ENTRIES SUPPLIED:
================

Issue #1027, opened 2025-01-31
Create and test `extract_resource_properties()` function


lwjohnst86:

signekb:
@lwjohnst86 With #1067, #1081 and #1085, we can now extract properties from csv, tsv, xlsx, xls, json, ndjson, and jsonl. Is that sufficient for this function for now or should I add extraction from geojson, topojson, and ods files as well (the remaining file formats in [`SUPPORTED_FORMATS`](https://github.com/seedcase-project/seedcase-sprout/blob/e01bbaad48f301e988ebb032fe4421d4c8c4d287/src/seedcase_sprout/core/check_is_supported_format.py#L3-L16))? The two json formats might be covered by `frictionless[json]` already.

================

WHAT YOU NEED TO DO:
The records above should be repeated exactly. Print them all.

SOLUTION FOR THIS TASK:
Issue #1027, opened 2025-01-31
Create and test `extract_resource_properties()` function


lwjohnst86:

signekb:
@lwjohnst86 With #1067, #1081 and #1085, we can now extract properties from csv, tsv, xlsx, xls, json, ndjson, and jsonl. Is that sufficient for this function for now or should I add extraction from geojson, topojson, and ods files as well (the remaining file formats in [`SUPPORTED_FORMATS`](https://github.com/seedcase-project/seedcase-sprout/blob/e01bbaad48f301e988ebb032fe4421d4c8c4d287/src/seedcase_sprout/core/check_is_supported_format.py#L3-L16))? The two json formats might be covered by `frictionless[json]` already.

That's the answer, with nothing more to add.